[Excerpted data Boundary: Start]

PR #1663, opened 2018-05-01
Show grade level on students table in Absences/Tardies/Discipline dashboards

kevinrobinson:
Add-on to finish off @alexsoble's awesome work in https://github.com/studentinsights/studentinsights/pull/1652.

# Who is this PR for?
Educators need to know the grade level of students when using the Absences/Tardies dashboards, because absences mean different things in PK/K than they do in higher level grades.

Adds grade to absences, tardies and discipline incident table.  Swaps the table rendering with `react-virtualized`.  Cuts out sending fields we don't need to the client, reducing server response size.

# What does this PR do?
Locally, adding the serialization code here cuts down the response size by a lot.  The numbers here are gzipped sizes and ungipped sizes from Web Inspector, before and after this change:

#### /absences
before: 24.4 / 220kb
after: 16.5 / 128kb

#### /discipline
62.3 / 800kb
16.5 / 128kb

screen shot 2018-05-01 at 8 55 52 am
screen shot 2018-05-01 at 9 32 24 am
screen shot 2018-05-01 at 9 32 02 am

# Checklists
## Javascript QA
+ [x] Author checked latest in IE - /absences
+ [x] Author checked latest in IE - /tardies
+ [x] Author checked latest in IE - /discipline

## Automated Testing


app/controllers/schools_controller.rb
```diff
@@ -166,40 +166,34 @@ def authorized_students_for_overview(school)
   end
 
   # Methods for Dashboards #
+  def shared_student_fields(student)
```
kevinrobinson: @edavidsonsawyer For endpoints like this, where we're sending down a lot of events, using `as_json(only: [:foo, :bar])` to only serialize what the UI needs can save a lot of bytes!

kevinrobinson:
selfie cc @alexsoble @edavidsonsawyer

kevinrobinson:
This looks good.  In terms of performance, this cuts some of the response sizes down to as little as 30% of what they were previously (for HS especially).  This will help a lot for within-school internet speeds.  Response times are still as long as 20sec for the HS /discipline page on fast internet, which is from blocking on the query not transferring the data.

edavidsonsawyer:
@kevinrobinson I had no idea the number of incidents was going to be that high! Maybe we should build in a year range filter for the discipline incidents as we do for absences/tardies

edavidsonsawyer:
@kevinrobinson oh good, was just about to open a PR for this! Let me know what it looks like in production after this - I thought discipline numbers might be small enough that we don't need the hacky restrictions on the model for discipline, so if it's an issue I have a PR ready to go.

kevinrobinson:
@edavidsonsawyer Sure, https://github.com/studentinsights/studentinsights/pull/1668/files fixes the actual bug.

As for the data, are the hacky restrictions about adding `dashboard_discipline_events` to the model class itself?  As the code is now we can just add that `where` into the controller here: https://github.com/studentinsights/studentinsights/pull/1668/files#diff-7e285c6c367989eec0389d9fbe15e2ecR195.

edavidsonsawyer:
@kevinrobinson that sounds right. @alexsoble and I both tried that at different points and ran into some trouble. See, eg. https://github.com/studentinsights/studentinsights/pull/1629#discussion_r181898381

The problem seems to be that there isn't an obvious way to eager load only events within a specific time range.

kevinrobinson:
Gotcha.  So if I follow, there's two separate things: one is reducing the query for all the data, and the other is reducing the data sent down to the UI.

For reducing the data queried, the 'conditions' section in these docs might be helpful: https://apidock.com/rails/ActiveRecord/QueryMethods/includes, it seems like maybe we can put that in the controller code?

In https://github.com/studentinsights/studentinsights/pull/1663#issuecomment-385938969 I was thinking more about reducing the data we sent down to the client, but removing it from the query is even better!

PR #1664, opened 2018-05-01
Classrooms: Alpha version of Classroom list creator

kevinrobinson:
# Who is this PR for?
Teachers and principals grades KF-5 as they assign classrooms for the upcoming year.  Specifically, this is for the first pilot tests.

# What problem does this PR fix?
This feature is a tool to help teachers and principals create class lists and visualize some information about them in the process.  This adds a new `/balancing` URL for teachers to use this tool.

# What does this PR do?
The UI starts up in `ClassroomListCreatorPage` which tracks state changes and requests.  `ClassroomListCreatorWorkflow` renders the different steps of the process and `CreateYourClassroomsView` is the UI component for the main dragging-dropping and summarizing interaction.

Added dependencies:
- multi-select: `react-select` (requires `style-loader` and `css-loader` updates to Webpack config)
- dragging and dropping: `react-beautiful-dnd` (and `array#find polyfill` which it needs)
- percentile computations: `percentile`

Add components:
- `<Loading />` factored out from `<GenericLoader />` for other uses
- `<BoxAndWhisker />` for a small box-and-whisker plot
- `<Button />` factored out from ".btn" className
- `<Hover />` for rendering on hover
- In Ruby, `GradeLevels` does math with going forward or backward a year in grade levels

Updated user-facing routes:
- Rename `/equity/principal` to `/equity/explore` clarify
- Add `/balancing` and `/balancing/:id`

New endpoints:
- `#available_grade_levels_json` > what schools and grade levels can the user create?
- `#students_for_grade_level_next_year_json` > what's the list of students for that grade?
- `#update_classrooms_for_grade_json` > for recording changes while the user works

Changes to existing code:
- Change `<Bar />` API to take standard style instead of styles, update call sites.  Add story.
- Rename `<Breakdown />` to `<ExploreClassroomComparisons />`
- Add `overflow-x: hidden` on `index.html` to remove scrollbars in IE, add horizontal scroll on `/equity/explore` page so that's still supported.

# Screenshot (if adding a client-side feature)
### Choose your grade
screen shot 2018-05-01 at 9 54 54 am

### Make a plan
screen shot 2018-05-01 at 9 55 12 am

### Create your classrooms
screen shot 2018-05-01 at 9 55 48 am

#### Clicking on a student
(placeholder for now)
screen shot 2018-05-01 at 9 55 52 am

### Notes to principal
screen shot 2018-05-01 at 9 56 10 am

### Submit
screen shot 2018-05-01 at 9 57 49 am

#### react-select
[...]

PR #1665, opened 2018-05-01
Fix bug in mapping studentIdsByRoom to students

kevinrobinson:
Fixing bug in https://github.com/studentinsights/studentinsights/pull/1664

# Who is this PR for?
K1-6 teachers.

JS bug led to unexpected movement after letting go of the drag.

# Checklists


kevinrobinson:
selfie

[Excerpted data Boundary: End]

**What the task requires:** An exact copy of every entry is what's needed, so retype them all.

**Task answer:**
PR #1663, opened 2018-05-01
Show grade level on students table in Absences/Tardies/Discipline dashboards

kevinrobinson:
Add-on to finish off @alexsoble's awesome work in https://github.com/studentinsights/studentinsights/pull/1652.

# Who is this PR for?
Educators need to know the grade level of students when using the Absences/Tardies dashboards, because absences mean different things in PK/K than they do in higher level grades.

Adds grade to absences, tardies and discipline incident table.  Swaps the table rendering with `react-virtualized`.  Cuts out sending fields we don't need to the client, reducing server response size.

# What does this PR do?
Locally, adding the serialization code here cuts down the response size by a lot.  The numbers here are gzipped sizes and ungipped sizes from Web Inspector, before and after this change:

#### /absences
before: 24.4 / 220kb
after: 16.5 / 128kb

#### /discipline
62.3 / 800kb
16.5 / 128kb

screen shot 2018-05-01 at 8 55 52 am
screen shot 2018-05-01 at 9 32 24 am
screen shot 2018-05-01 at 9 32 02 am

# Checklists
## Javascript QA
+ [x] Author checked latest in IE - /absences
+ [x] Author checked latest in IE - /tardies
+ [x] Author checked latest in IE - /discipline

## Automated Testing


app/controllers/schools_controller.rb
```diff
@@ -166,40 +166,34 @@ def authorized_students_for_overview(school)
   end
 
   # Methods for Dashboards #
+  def shared_student_fields(student)
```
kevinrobinson: @edavidsonsawyer For endpoints like this, where we're sending down a lot of events, using `as_json(only: [:foo, :bar])` to only serialize what the UI needs can save a lot of bytes!

kevinrobinson:
selfie cc @alexsoble @edavidsonsawyer

kevinrobinson:
This looks good.  In terms of performance, this cuts some of the response sizes down to as little as 30% of what they were previously (for HS especially).  This will help a lot for within-school internet speeds.  Response times are still as long as 20sec for the HS /discipline page on fast internet, which is from blocking on the query not transferring the data.

edavidsonsawyer:
@kevinrobinson I had no idea the number of incidents was going to be that high! Maybe we should build in a year range filter for the discipline incidents as we do for absences/tardies

edavidsonsawyer:
@kevinrobinson oh good, was just about to open a PR for this! Let me know what it looks like in production after this - I thought discipline numbers might be small enough that we don't need the hacky restrictions on the model for discipline, so if it's an issue I have a PR ready to go.

kevinrobinson:
@edavidsonsawyer Sure, https://github.com/studentinsights/studentinsights/pull/1668/files fixes the actual bug.

As for the data, are the hacky restrictions about adding `dashboard_discipline_events` to the model class itself?  As the code is now we can just add that `where` into the controller here: https://github.com/studentinsights/studentinsights/pull/1668/files#diff-7e285c6c367989eec0389d9fbe15e2ecR195.

edavidsonsawyer:
@kevinrobinson that sounds right. @alexsoble and I both tried that at different points and ran into some trouble. See, eg. https://github.com/studentinsights/studentinsights/pull/1629#discussion_r181898381

The problem seems to be that there isn't an obvious way to eager load only events within a specific time range.

kevinrobinson:
Gotcha.  So if I follow, there's two separate things: one is reducing the query for all the data, and the other is reducing the data sent down to the UI.

For reducing the data queried, the 'conditions' section in these docs might be helpful: https://apidock.com/rails/ActiveRecord/QueryMethods/includes, it seems like maybe we can put that in the controller code?

In https://github.com/studentinsights/studentinsights/pull/1663#issuecomment-385938969 I was thinking more about reducing the data we sent down to the client, but removing it from the query is even better!

PR #1664, opened 2018-05-01
Classrooms: Alpha version of Classroom list creator

kevinrobinson:
# Who is this PR for?
Teachers and principals grades KF-5 as they assign classrooms for the upcoming year.  Specifically, this is for the first pilot tests.

# What problem does this PR fix?
This feature is a tool to help teachers and principals create class lists and visualize some information about them in the process.  This adds a new `/balancing` URL for teachers to use this tool.

# What does this PR do?
The UI starts up in `ClassroomListCreatorPage` which tracks state changes and requests.  `ClassroomListCreatorWorkflow` renders the different steps of the process and `CreateYourClassroomsView` is the UI component for the main dragging-dropping and summarizing interaction.

Added dependencies:
- multi-select: `react-select` (requires `style-loader` and `css-loader` updates to Webpack config)
- dragging and dropping: `react-beautiful-dnd` (and `array#find polyfill` which it needs)
- percentile computations: `percentile`

Add components:
- `<Loading />` factored out from `<GenericLoader />` for other uses
- `<BoxAndWhisker />` for a small box-and-whisker plot
- `<Button />` factored out from ".btn" className
- `<Hover />` for rendering on hover
- In Ruby, `GradeLevels` does math with going forward or backward a year in grade levels

Updated user-facing routes:
- Rename `/equity/principal` to `/equity/explore` clarify
- Add `/balancing` and `/balancing/:id`

New endpoints:
- `#available_grade_levels_json` > what schools and grade levels can the user create?
- `#students_for_grade_level_next_year_json` > what's the list of students for that grade?
- `#update_classrooms_for_grade_json` > for recording changes while the user works

Changes to existing code:
- Change `<Bar />` API to take standard style instead of styles, update call sites.  Add story.
- Rename `<Breakdown />` to `<ExploreClassroomComparisons />`
- Add `overflow-x: hidden` on `index.html` to remove scrollbars in IE, add horizontal scroll on `/equity/explore` page so that's still supported.

# Screenshot (if adding a client-side feature)
### Choose your grade
screen shot 2018-05-01 at 9 54 54 am

### Make a plan
screen shot 2018-05-01 at 9 55 12 am

### Create your classrooms
screen shot 2018-05-01 at 9 55 48 am

#### Clicking on a student
(placeholder for now)
screen shot 2018-05-01 at 9 55 52 am

### Notes to principal
screen shot 2018-05-01 at 9 56 10 am

### Submit
screen shot 2018-05-01 at 9 57 49 am

#### react-select
[...]

PR #1665, opened 2018-05-01
Fix bug in mapping studentIdsByRoom to students

kevinrobinson:
Fixing bug in https://github.com/studentinsights/studentinsights/pull/1664

# Who is this PR for?
K1-6 teachers.

JS bug led to unexpected movement after letting go of the drag.

# Checklists


kevinrobinson:
selfie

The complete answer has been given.